By Elena Tajima Creef (Champaign, Ill.: University of Illinois Press, 2022, 188 pp., $26, paperback)

Looking at the photos presented in “Shadow Traces,” I am struck by how integral the photographic record is in telling the history of Japanese American women, and how few in-depth treatments there are of this archive. Elena Tajima Creef, a leading scholar in the examination of the photographic archive of Japanese America, presents a study of, in her words, “Japanese/American” and Ainu women, providing a deep reading of four contexts of photographs with a perspective informed by feminist theory. Indeed, Creef’s usage of the “/” between Japanese and American, notes the complexities of identity for women who moved between Japan and the United States, continuing a trend of transnational analysis for these histories. The result is a compelling story of the visual narratives of women in the early to mid-20th century, which moves between the archival and the personal.
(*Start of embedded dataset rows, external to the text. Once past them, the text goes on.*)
PR #191, opened 2016-04-15
Set base_prompt for linux to '@'

jumpojoy:
On linux host base prompt depends on username and may be customized.
By default it is set to the following:
for user: user@hostname:~$
for root: root@hostname:#

This patch sets base prompt for linux to '@'.
It fixes issue when it is not possible to get to configuration mode from general user.
Since after 'sudo su' command, output prompt from host is changed to root@hostname...
While base_prompt left user@hostname...

### DIFF
--- a/netmiko/linux/linux_ssh.py
+++ b/netmiko/linux/linux_ssh.py
@@ -7,10 +7,7 @@ class LinuxSSH(SSHConnection):
     def set_base_prompt(self, pri_prompt_terminator='$',
                         alt_prompt_terminator='#', delay_factor=.1):
         """Determine base prompt."""
-        return super(SSHConnection, self).set_base_prompt(
-            pri_prompt_terminator=pri_prompt_terminator,
-            alt_prompt_terminator=alt_prompt_terminator,
-            delay_factor=delay_factor)
+        self.base_prompt = '@'
 
     def send_config_set(self, config_commands=None, exit_config_mode=True, **kwargs):
         """Can't exit from root (if root)"""


ktbyers:
@jumpojoy Problems I see are...some things would break anytime '@' was in the output. Also presupposes what the nature of a given Linux prompt is (as opposed to dynamically determining the prompt).

I think a better solution is to have the library code call self.set_base_prompt() any time a 'sudo su' is executed in the library (executed by user would have to be done manually).

I think that we can fix this by updating some of the methods in the linux_ssh.py module to call set_base_prompt() after a 'sudo su' action.

jumpojoy:
@ktbyers 
'sudo su' will never be completed successfully if base prompt is not correctly set before executing the command.
For example to fix (update) base_prompt for enable mode. We need to call set_base_prompt() after we send a 'sudo su' command L514 but before searching base_prompt L515'
https://github.com/ktbyers/netmiko/blob/master/netmiko/base_connection.py#L514-L516
The same for check_enable_mode, config_mode, check_config_mode.

ktbyers:
@jumpojoy We should be able to make this work without too much difficulty (i.e. make 'sudo su' complete properly even though the prompt changes). Then call self.set_base_prompt() to reset the prompt.

jumpojoy:
@ktbyers 
I have created a new pull request https://github.com/ktbyers/netmiko/pull/194.
After executing ''sudo su" command checking for sudo password prompt 'password'. If not able to find assume that sudo doesn't requires password and setting base_prompt.

The same for exit command. After executing 'exit' updating base_prompt.

Thanks in advance!

ktbyers:
@jumpojoy I will try to look at this (hopefully today or tomorrow).

ktbyers:
@jumpojoy I merged other PR for this issue. I might modify some of that PR to reduce repetitive code (need to see if this is possible or not). 

I also need to add automated tests for Linux into my unit tests.

jumpojoy:
@ktbyers thank you for assistance.  Do you have a guide or how-to for setuping/launching unit tests?

ktbyers:
See https://github.com/ktbyers/netmiko/blob/master/TESTING.md

PR #193, opened 2016-04-18
Add support for Quanta switches

matejv:
This adds support for the default OS that comes with Quanta whitebox switches. Tested on:

```
(Quanta) #sh ver

Switch: 1

System Description............................. LY2R, Runtime Code 1.4.21.00, Linux 2.6.35
Machine Type................................... LY2R
Machine Model.................................. QUANTA LY2R
FRU Number..................................... 1
Part Number.................................... 1LY2BZZ000N
Maintenance Level.............................. 1
Manufacturer................................... 0x0100
Software Version............................... 1.4.21.00
Operating System............................... Linux 2.6.35
Network Processing Device...................... BCM56846_A1

```

### DIFF
--- a/netmiko/quanta/__init__.py
+++ b/netmiko/quanta/__init__.py
@@ -1,3 +1,3 @@
-from netmiko.quanta.quanta_ssh import QuantaSSH
+from netmiko.quanta.quanta_mesh_ssh import QuantaMeshSSH
 
-__all__ = ['QuantaSSH']
+__all__ = ['QuantaMeshSSH']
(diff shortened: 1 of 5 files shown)


ktbyers:
@matejv I am trying to standardize on a naming convention of

vendor_platform_ssh

Does quanta have the equivalent of a platform name? For example, Cisco has 'cisco_ios_ssh', 'cisco_asa_ssh'?

This would help better differentiate between one quanta device_type from another (that run different software).

matejv:
Well there is nothing in the CLI commands and in boot messages that would indicate platform type or OS name.

Looking at their website and docs they have a line of switches called QuantaMesh. These all seem to be running the same OS. So I suppose we could use quanta_mesh_ssh and QuantaMeshSSH.

ktbyers:
@matejv Will try to follow up/merge this PR this week.

PR #706, opened 2026-07-11
fix(slack): collect thread attachments across recent messages instead of only the newest

### LINKED ISSUE #705: Slack channel: images/files posted earlier in a thread are silently dropped — attachment lookback only ever inspects one message

https://github.com/shiminshen/eve/tree/repro/slack-thread-attachment-lookback — one commit adding a failing unit test to the package's own `attachments.test.ts`, following the file's existing fixtures. No Slack workspace needed:

```
pnpm install
cd packages/eve && pnpm run test:unit -- src/public/channels/slack/attachments.test.ts
# ✗ looks past a newer text-only message to find files earlier in the thread
#   AssertionError: expected [] to have a length of 1
```

### Steps to reproduce

Slack-level symptom:

1. In a Slack thread, post an image (message A).
2. Post a follow-up text-only message in the same thread (message B).
3. Mention the agent in the thread with a question about the image (the mention itself has no attachment).
4. The turn reaches the model with **zero file parts** — the agent answers as if no image was ever shared.

The thread-lookback loop in `collectInboundFileParts` (`packages/eve/src/public/channels/slack/attachments.ts:103-113`) is written as a backwards scan over `thread.recentMessages`, but the loop body ends with:

```ts
if (parts.length > 0) return parts;
return [];
```

— an unconditional return on the **first** non-bot message inspected, so the loop never advances. Consequences:

- if the newest non-bot message has no files, all earlier attachments in the thread are dropped;
- files spread across multiple thread messages are never combined;
- the drop is silent — no `log.warn`, unlike the policy-violation paths in `collectSlackFileParts`.

Expected: the lookback collects files across recent thread messages (newest first, bounded — we run a cap of 10 in production via a patch-package patch). If "only the most recent message that has files" is the intended semantics instead, the dangling loop shape and the silent drop still look unintended.

Happy to send a PR (fix + changeset, DCO-signed; the failing test is already on the repro branch) once maintainers confirm which semantics you want.

### eve version

eve@0.22.3 (verified still present in the 0.22.5 dist and on `main` at HEAD)

### Environment

```
OS: macOS 15 (arm64) / Vercel Fluid Compute
Node: v24.16.0
Package manager: npm (consumer) / pnpm@11.7.0 (this repo)
```

Slack channel via `defineSlackChannel` with `threadContext: { since: "thread-root" }`.

### Where does the bug occur?

Local dev (`eve dev`), Production (deployed)

### Build and runtime logs

No error or warning is emitted — this code path silently returns `[]`, which is part of the report. With `EVE_LOG_LEVEL=debug` the turn proceeds normally, just with no file parts attached.

### Additional context

Found running an internal knowledge agent on the Slack channel in production. #298's attachment-lookback rework ("reuse fetched thread replies for attachment lookback") kept this single-message behavior. Related but distinct: #399 / #276 are about base64 file-part failures, not about which thread messages are scanned.

shiminshen:
### Description

Fixes #705.

`collectInboundFileParts` scans `thread.recentMessages` backwards, but the loop body ends with an unconditional return on the first non-bot message it inspects — the loop never advances. When a user posts an image in a thread and then mentions the bot in a text-only follow-up, the newest non-bot message has no files, so everything earlier is silently dropped and the model sees zero file parts. This is the exact case the function's own doc comment says the lookback exists to cover ("a user dropped a file in the thread first, then mentioned the bot in a follow-up").

The fix collects attachments across non-bot messages, newest first, capped at 10 file parts to keep model input bounded on long threads. If you'd rather keep single-message semantics ("most recent message that has files") instead of bounded accumulation, I'm happy to adjust — flagged the same question in #705.

We've been running this change in production for an internal Slack knowledge agent (as a patch-package patch of the dist) since eve 0.17.

- `pnpm run test:unit` in `packages/eve` — 445 files, 4683 passed (adds a regression test that fails on `main`, plus accumulation and cap cases)
- `pnpm run typecheck` — clean
- `pnpm lint` — clean
- Production use via the equivalent dist patch in our Slack deployment

### PR Checklist

- [x] I linked an issue with prior discussion confirming this change is wanted (#705 — filed with a failing-test reproduction branch; no maintainer reply yet, the one open design question is flagged there and above)
- [x] I added tests and documentation where relevant (JSDoc updated; no public API change)

### DIFF
--- a/.changeset/slack-thread-attachment-lookback.md
+++ b/.changeset/slack-thread-attachment-lookback.md
@@ -1,0 +1,5 @@
+---
+"eve": patch
+---
+
+Fix the Slack thread attachment lookback only ever inspecting the newest non-bot message. When a user posted an image in a thread and then mentioned the agent in a text-only follow-up, the image was silently dropped and the model saw no file parts. The lookback now collects attachments from recent non-bot messages across the thread, newest first, capped at 10 file parts.
--- a/packages/eve/src/public/channels/slack/attachments.test.ts
+++ b/packages/eve/src/public/channels/slack/attachments.test.ts
@@ -360,6 +360,38 @@ describe("collectInboundFileParts", () => {
     expect((parts[0]!.data as URL).href).toBe("https://files.slack.com/a/b/from-user.csv");
   });
 
+  it("looks past a newer text-only message to find files earlier in the thread", async () => {
+    const refresh = vi.fn().mockResolvedValue(undefined);
+    const thread = makeSlackThread({
+      refresh,
+      recentMessages: [
+        {
+          isMe: false,
+          raw: {
+            files: [
+              {
+                id: "F500",
+                name: "earlier.png",
+                mimetype: "image/png",
+                url_private: "https://files.slack.com/a/b/earlier.png",
+              },
+            ],
+          },
+        },
+        { isMe: false, raw: {} },
+      ],
+    });
+
+    const parts = await collectInboundFileParts({
+      mention: emptyMention,
+      thread,
+      policy: DEFAULT_UPLOAD_POLICY,
+    });
+
+    expect(parts).toHaveLength(1);
+    expect((parts[0]!.data as URL).href).toBe("https://files.slack.com/a/b/earlier.png");
+  });
+
   it.each([
     ["'disabled' literal", DISABLED_POLICY],
     ["maxBytes: 0", ZERO_BYTES_POLICY],
--- a/packages/eve/src/public/channels/slack/attachments.test.ts
+++ b/packages/eve/src/public/channels/slack/attachments.test.ts
@@ -392,6 +392,76 @@ describe("collectInboundFileParts", () => {
     expect((parts[0]!.data as URL).href).toBe("https://files.slack.com/a/b/earlier.png");
   });
 
+  it("collects files from multiple thread messages, newest first", async () => {
+    const refresh = vi.fn().mockResolvedValue(undefined);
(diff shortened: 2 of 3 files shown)


shiminshen:
One note on the `THREAD_LOOKBACK_MAX_FILES = 10` bound: it's intentionally a hardcoded backstop to keep this diff minimal. If you'd prefer it configurable, I'm happy to lift it into `UploadPolicy` (e.g. an optional `maxFiles`, defaulting to 10, alongside `maxBytes`) — either in this PR or as a follow-up, whichever you prefer.

shiminshen:
Rebased onto current `main`. Worth noting what changed underneath: `main` has since improved this lookback to skip messages the app itself authored (the `isMe` classification), which fixes the case where the bot's own reply shadowed a user's file. The underlying bug in #705 is still there though — the loop stops at the first non-bot message and returns unconditionally, so a file posted two messages back is still dropped when the message in between has no attachments. This PR still applies; it changes that early return into a bounded walk across the thread.

The only conflict was the doc comment, and I merged both descriptions — the wording from `main` about `isMe` is more precise than mine, so I kept it.

Verified on the rebased branch: `packages/eve` typecheck clean, unit suite green at 6845 passed / 1 skipped across 651 files. DCO sign-offs are intact on both commits.

The open question from the original description still stands, if you have a view: `THREAD_LOOKBACK_MAX_FILES` is a hardcoded backstop of 10 to keep the diff small. Happy to lift it into `UploadPolicy` if you'd rather it be configurable.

In each of the four thematic chapters of “Shadow Traces,” Creef profiles photographs of different contexts: Ainu women at the 1904 St. Louis World’s Fair, immigrant picture brides, incarcerated Japanese American women during WWII, and postwar war brides. In each chapter she conducts a close reading of photographs while providing historical context and analysis. Both an important treatment of photographic analysis and of Japanese American history, Creef delivers insight into much understudied topics. For instance, the inclusion of Ainu women at the World’s Fair is one of the few discussions of Ainu people in the United States and teases out the agency that Indigenous women had while under an explicitly imperial and colonial gaze. While the intersections of Indigeneity and marginalization of Ainu people by the Japanese Empire are only touched upon in this chapter, Creef’s analysis importantly expands and contemplates the question of who is included in histories of Japanese America.

It was surprising as well to appreciate how only a small number of works focus on the photographic archive of picture brides. Creef’s chapter is one of the few studies which focuses explicitly on the subject, looking at the exchange of photos between Japanese men in America and women in Japan, as well as immigration station photographs and “runaway brides.” In her chapter on WWII incarceration, Creef builds off her earlier writing on the subject and explores the topic of femininity, looking at the ways in which Japanese American women subverted gendered expectations. In the book’s final chapter, Creef introduces the most personal aspect of her study, examining photographs of her own family’s archive and the lives of “war brides” in the 1950s and 1960s. This chapter not only speaks to the history of postwar Japanese women immigrating to the U.S., but also provides an analysis of how to put one’s family archive in conversation with larger historical topics.

Throughout the book Creef provides an important perspective on reading the visual archive of Japanese/American and Ainu women. With the epilogue concluding at page 134, it is a remarkably short book given the range of topics, leaving me wishing for longer discussions which could help to expand on the many complexities touched upon. Still, the book manages to do a lot within the space provided — thought provoking, revealing, and touching, it is a well-constructed addition to the historiography of Asian American visual analysis and Japanese American history.